*** Opening of DATA FOR REVIEW ***

PR #590, opened 2026-04-14
Add a test scanning hummingbird images

jan-cerny:
The new test `/scanning/hummingbird` will build Hummingbird product content and scan Hummingbird container image using `oscap-podman`.

The test consists of 2 tests `cis` and `stig` so that both existing profiles in the data stream are covered.

### DIFF
--- a/scanning/hummingbird/test.py
+++ b/scanning/hummingbird/test.py
@@ -1,0 +1,42 @@
+#!/usr/bin/python3
+
+import subprocess
+
+from lib import results, oscap, podman, util
+
+IMAGE = 'openjdk'
+profile = util.get_test_name().rpartition('/')[2]
+# Some profiles are expected to be applicable only to the FIPS variant of the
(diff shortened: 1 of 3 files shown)


scanning/hummingbird/test.py
```diff
@@ -0,0 +1,37 @@
...
+
+proc, lines = util.subprocess_stream(
+    [
+        'oscap-podman', image_id, 'xccdf', 'eval', '--profile', profile, '--progress',
+        '--report', 'report.html', '--results-arf', 'scan-arf.xml', ds_path,
+    ],
+    stderr=subprocess.STDOUT,
+)
+
+oscap.report_from_verbose(lines)
```
comps: This needs to be **inside** the context manager for `get_source_content()` - in some cases (working with a RPM), the content is built in a tmpdir that is removed after the context manager ends.

In that case `ds_path` would disappear.

matusmarhefka (approved):
LGTM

*** Close of DATA FOR REVIEW ***

> _WORK TO COMPLETE_
What is the number of lines in the records that hold the word "profiles"? Answer with that number only.

> _ANSWER BOX_
2